FDA Adds Fingernail Psoriasis to Prescribing Information for AbbVie’s Humira Therapy

FDA Adds Fingernail Psoriasis to Prescribing Information for AbbVie’s Humira Therapy

The U.S. Food and Drug Administration (FDA) has approved the inclusion of fingernail psoriasis in prescribing information for Humira (adalimumab, AbbVie) a drug used by patients with moderate to severe chronic plaque psoriasis.

The decision is based on data from a multicenter, double-blind, randomized, parallel-arm, placebo-controlled Phase 3 clinical trial (NCT02016482) that evaluated the safety and efficacy of Humira for the treatment of nail psoriasis in patients with chronic plaque psoriasis.

In this clinical trial, 217 patients were randomized to 26 weeks of treatment either with Humira (40 mg every other week, starting one week after an initial 80 mg dose) or placebo.
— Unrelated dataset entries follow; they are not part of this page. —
PR #580, opened 2017-03-26
Support [hostname]:port format of .ssh/known_hosts

### LINKED ISSUE #575: ssh dialog doesn't support hosts with ssh on custom port.
## Version

Version: 1.3.1

## Configuration

debian default

## Launch Command

`rofi -show ssh`
## Steps to reproduce

* known_hosts should contain entries with port, like
`[storage.domain.my]:58319 ecdsa-...`
* select this entry in rofi

## What behaviour you see

* rofi silently closes and nothing happen

## What behaviour you expect to see

* I expect to see terminal window

sarg:
Fixes #575


DaveDavenport:
If you just 'chop off' the port number, if you want to connect again to this entry don't you connect to the wrong port? shouldn't we preserve this information.

sarg:
I agree that adding {port} placeholder to `-ssh-command` would be better and safer choice.
My solution works fine for me, because I have wildcard pattern in .ssh/config like that:
```
Host *.domain.my
	User myuser
	Port 12345
```

DaveDavenport:
Don't worry about the codecov stats.

DaveDavenport:
I often specify a different port in my ssh config file for a host.  Will this still work with this patch  as it will pass port 22 on the commandline by default?

sardemff7:
What if we added such a wonderful format string engine that you could do `${port:+-p ${port}}`? :-°
…
🚪🚶

sarg:
> Will this still work with this patch as it will pass port 22 on the commandline by default?
If the host is already in known_hosts then yes. If you type in new host without port, then no. If you type in new host with port then it will fail first but then will work. :)

How can I make `{port}` optional?

sarg:
I can set `{port}` to `-p 1234` or to empty string. Is this a good idea. Another option is to cut `{port}` from `config.ssh_command` if it is not needed. What do you think?

sarg:
I have implemented the first option. Now `{port}` will be resolved to `-p 1234` or to empty string.

sardemff7:
I’m currently porting rofi to a new format string engine, to avoid the `-p%s` trick

DaveDavenport:
Why close it? Most of this PR is still valid and needed.

mehtamanan0:
This is still a needed feature, is it still in development ?

PR #585, opened 2017-04-09
Added freedesktop icon support

AshyIsMe:
I've added application icon support to rofi for the drun mode (and drun in combi)
Uses librsvg and gtk/gdk as dependencies.

This is the most C I've written since uni so please feel free to rip it to pieces and show me where I've made a million mistakes...
See screenshots attached:
rofi-2017-04-09-1503
rofi-2017-04-09-1504

Is this a feature you would like to add to rofi?


DaveDavenport:
Thanks, the results look very nice. Will make many users very happy!

Some initial thoughts:

- GTK is a massif dependency to add.
- For me it adds 0.4 seconds to the startup time of rofi.
- It leaks memory
- If I scroll through the list it gets stuck and rofi becomes unresponsive. (need to look into this).

AshyIsMe:
Hi Dave,

Sweet, I'm glad you like it!
Totally agree about GTK.  
I think it actually only requires gdk-pixbuf 3.x but I couldn't see that in the the apt search on ubuntu 16.04.  I'll try to cut it back down to just gdk-pixbuf.
If it was just librsvg and gdk-pixbuf would that be minimal enough for you?

The startup time is likely due to the totally naive icon search in `walk_dir_for_icons()` - https://github.com/AshyIsMe/rofi/blob/master/source/dialogs/drun.c#L365 
At the moment it just does a stupid full walk of the user and system icon dirs and then /usr/share/pixmaps/.  
It just chooses the first filename match too and doesn't take size or type into consideration.
It should be possible to improve this and possibly use the DRUN_CACHE_FILE too (I haven't looked into how this caching works yet).

Memory leaks: I'm bad at C... haha.  
I'll see what I can find with valgrind memcheck.

Scrolling through the list is working for me but it could be something to do with the memory leaks, hopefully digging in with valgrind also sorts that out.

Thanks for responding, I'll fix the above issues and send an updated PR.  Probably later this week.

DaveDavenport:
I guess we need svg and png support.. So if we use cairo's png support librsvg svg support? 
I really would like to avoid gdk/gtk as dependency.  I also think the placement code should be improved.

sardemff7:
It’s gdk-pixbuf 2 (never hit version 3, the API was stable for a long time now). librsvg provides gdk-pixbuf with a launcher, so you can have SVG support without the dep, magically at runtime if librsvg is installed. But that requires an extra step so using librsvg directly can be a nice optimization.
However, gdk-pixbuf uses non-premultiplied alpha and RBGA format (not endianess-dependent) while cairo uses ARGB/BRGA (endianess-dependent). And the code to copy the data is in GDK, not gdk-pixbuf : `gdk_cairo_set_source_pixbuf()`. So the code is under LGPL v2+, and rofi is MIT. You’ll have to rewrite the full support yourself. :-)
OTOH, XDG Icon theme spec mandates 3 format, PNG, SVG and XPM. Cairo is fully able to support PNG and probably XPM without much effort. librsvg could be an optional dep (with 2 or 3 well-placed `#ifdef`).

As for getting the icon, I have an xdg-theme implementation in [libnkutils](https://github.com/sardemff7/libnkutils/blob/master/src/nkutils-xdg-theme.h), not sure how optimized it’s for rofi usage though. :-)
But you need a theme for that, I’m not sure if there is a standard way to set a theme, so we could use a new setting in rofi and just requires a theme to be set and don’t draw icons otherwise.

@DaveDavenport Did you measure the additional load time for drun only or for all modes? It could be the loading of GTK+ (which may be loading up to GL, but not sure since libepoxy can probably delay the load until real usage).

DaveDavenport:
@sardemff7  I looked at the time spend finding the icons. 
```
0.093735 (0.000006): ../source/dialogs/drun.c:get_app_icons:489 Get Desktop app icons (start)
0.102187 (0.008452): ../source/dialogs/drun.c:get_app_icons:497 Get Desktop app icons (user dir)
0.686407 (0.584220): ../source/dialogs/drun.c:get_app_icons:506 Get Desktop app icons (system dirs)
```

AshyIsMe:
The icon placement is extremely simple at the moment.  I added a tab character in to the display strings and just place the icons over that.
I figured you would want to do something much better and probably themeable with the new css changes too.

DaveDavenport:
I would strongly prefer dropping xpm support if that means dropping gtk/gdk:
 
```
diff --git a/configure.ac b/configure.ac
index 8482561..f947bc4 100644
--- a/configure.ac
+++ b/configure.ac
@@ -120,8 +120,6 @@ PKG_CHECK_MODULES([pango],    [pango pangocairo])
 PKG_CHECK_MODULES([cairo],	  [cairo cairo-xcb])
 PKG_CHECK_MODULES([libsn],    [libstartup-notification-1.0 ])
 PKG_CHECK_MODULES([librsvg],    [librsvg-2.0 ])
-PKG_CHECK_MODULES([libgdk_pixbuf], [gdk-pixbuf-2.0])
-PKG_CHECK_MODULES([libgtk], [gtk+-2.0])
 
 
 dnl ---------------------------------------------------------------------
diff --git a/source/dialogs/drun.c b/source/dialogs/drun.c
index fe559c4..b0d0bda 100644
--- a/source/dialogs/drun.c
+++ b/source/dialogs/drun.c
@@ -628,13 +628,8 @@ static cairo_surface_t *_get_icon ( const Mode *sw, unsigned int selected_line )
             /*if(surface == NULL) { g_log ( LOG_DOMAIN, G_LOG_LEVEL_DEBUG, "surface == NULL %s", dr->icon_path ); }*/
             /*return surface;*/
         } else {
-            surface = cairo_image_surface_create_from_pixbuf(dr->icon_path);
-            if(surface == NULL) {
-                g_log ( LOG_DOMAIN, G_LOG_LEVEL_DEBUG, "Icon type not yet supported: %s", dr->icon_path );
-                return NULL;
-            } else {
-                return surface;
-            }
+            g_log ( LOG_DOMAIN, G_LOG_LEVEL_DEBUG, "Icon type not yet supported: %s", dr->icon_path );
+            return NULL;
         }
     }
 }
diff --git a/source/x11-helper.c b/source/x11-helper.c
index e2b2a20..d4c1ec1 100644
--- a/source/x11-helper.c
+++ b/source/x11-helper.c
@@ -32,7 +32,6 @@
 #include <unistd.h>
 #include <stdint.h>
 #include <glib.h>
-#include <gdk/gdk.h>
 #include <cairo.h>
 #include <cairo-xcb.h>
 
@@ -160,32 +159,13 @@ cairo_surface_t* cairo_image_surface_create_from_svg (const gchar* file)
 
 cairo_surface_t* cairo_image_surface_create_from_pixbuf (const gchar* file)
 {
-    GdkPixbuf *pixbuf;
-    gint width;
-    gint height;
-    cairo_format_t format;
     cairo_surface_t *surface;
-    cairo_t *cr;
-
-    pixbuf = gdk_pixbuf_new_from_file (file, NULL);
-    if(pixbuf == NULL) {
-        return NULL;
-    }
-    format = (gdk_pixbuf_get_has_alpha (pixbuf)) ? CAIRO_FORMAT_ARGB32 : CAIRO_FORMAT_RGB24;
-    width = gdk_pixbuf_get_width (pixbuf);
-    height = gdk_pixbuf_get_height (pixbuf);
-    surface = cairo_image_surface_create (format, width, height);
-    /*g_assert (surface != NULL);*/
-    if(surface == NULL) {
+    surface = cairo_image_surface_create_from_png ( file );
+    if ( cairo_surface_status ( surface ) != CAIRO_STATUS_SUCCESS )
+    {
+        cairo_surface_destroy ( surface );
         return NULL;
     }
-    cr = cairo_create (surface);
-    gdk_cairo_set_source_pixbuf (cr, pixbuf, 0, 0);
-    cairo_paint (cr);
-    cairo_destroy(cr);
-
-    g_object_unref(pixbuf);
-
     return surface;
 }
 
```

I think it might be worth the check to see if we can do the finding/loading of icons in a separate thread. 
(not gonna be trivial).

DaveDavenport:
Would also be nice to add icon support to the window switcher.. 
Either using the passed icon name (if any) else the passed icon.

AshyIsMe:
Current Status:

- gtk/gdk dependencies removed.  Only png and svg icons supported.
- Fixed some of the memory leaks. Valgrind is still showing more leaks when compared to the source repo though.
- I expect the tests to work but Travis CI is still showing failure.   `make check` succeeds on my machine at least...

Outstanding items:
- Show icons for Window switcher mode
- Find/Load Icons on a separate thread.
- Better icon placement positioning.  Can this tie in with the new css support?

DaveDavenport:
The result for me is blurry, I guess because it seems to scale up by a factor 2.5 for most icons.

[pic](https://filebin.pw/7eQ/)

@sardemff7  has some code that implements the size threshold thingy, might be useful for this.

sardemff7:
Please see the [`wip/icons`](https://github.com/DaveDavenport/rofi/commits/wip/icons) for the libnkutils code (quite simple), done on top of your PR.
We’d need a setting for the icon theme though, for now it’s just using the `hicolor` fallback.

sardemff7:
Added (in the branch) a few improvements on loading and sizing.

sardemff7:
Cleaned everything, now in [`wip/icons-cleanup`](https://github.com/DaveDavenport/rofi/commits/wip/icons-cleanup) branch with just 3 commits full of useful stuff. :-)

sardemff7:
Merged in master, rebased manually.

PR #586, opened 2017-04-14
Handle null X events without error.  Plus Dave's Async patch

AshyIsMe:
Small patch to ignore NULL X events when xcb_connection_has_error() also reports no error.

I was seeing rofi crash without displaying at all in the wip-icons branch when running with `-dpi 1` or `-dpi 0`  like so:

```
$ G_MESSAGES_DEBUG=all ./rofi  -combi-modi window,drun -show combi -modi combi -dpi 1  > rofi.log                                                                                   
The XCB connection to X server had a fatal error: 0

$ G_MESSAGES_DEBUG=all ./rofi  -combi-modi window,drun -show combi -modi combi -dpi 0  > rofi.log                                                                                   
The XCB connection to X server had a fatal error: 0

```

The docs here suggest that if xcb_connection_has_error() returns 0 if there is no error: https://xcb.freedesktop.org/manual/group__XCB__Core__API.html#ga70a6bade94bd2824db552abcf5fbdbe3 

With this patch applied rofi runs as per normal with the `-dpi 0` or `-dpi 1` arguments.

### DIFF
--- a/include/widgets/textbox.h
+++ b/include/widgets/textbox.h
@@ -39,6 +39,7 @@ typedef struct
     guint            blink_timeout;
 
     PangoFontMetrics *metrics;
+    int              left_offset;
     //
     const char       *theme_name;
 } textbox;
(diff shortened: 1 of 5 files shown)


AshyIsMe:
I've manually merged in Dave's Async patch aswell.  It seems to work quite nicely on my machine.  Only a slight delay between when the rofi window is displayed and when the icons are displayed.  This machine has an SSD though.

Dave's patch also changed the icon placement to the far left.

The results showed that 48.9 percent of adult patients treated with Humira achieved an assessment of clear or minimal with at least a two-grade improvement from baseline in signs and symptoms of fingernail psoriasis, compared to 6.9 percent of placebo patients. No safety issues were reported. Meanwhile, 56.9 percent of Humira-treated patients experienced adverse events, while 55.6 percent on placebo had some form of reaction.

Fingernail psoriasis affects half of all psoriasis patients. A form of chronic plaque psoriasis, it is characterized by pitting, deformation, thickening, discoloration, pain and separation of the nail from the nail bed. An estimated 10 to 78 percent of all patients with psoriasis have psoriatic nail disease, and 5 to 10 percent of patients have isolated nail psoriasis.

“Fingernail psoriasis is often difficult to treat, and we are pleased the FDA recognized the importance of these data so that more healthcare providers can make informed medical decisions when prescribing treatments for those living with psoriasis,”John Medich, PhD, AbbVie’s vice-president of clinical development, said in a press release. “AbbVie’s nearly 20 years of research in immunology provides us with in-depth knowledge of challenging diseases and allows us to identify ways to address them. It is our hope that the fingernail psoriasis data will support healthcare providers treating this difficult condition.”

The FDA approved Humira in 2008 to treat adult patients with moderate to severe chronic plaque psoriasis who are ready for systemic therapy or phototherapy, and who are under the care of a physician who will make a decision if other systemic therapies are less suitable.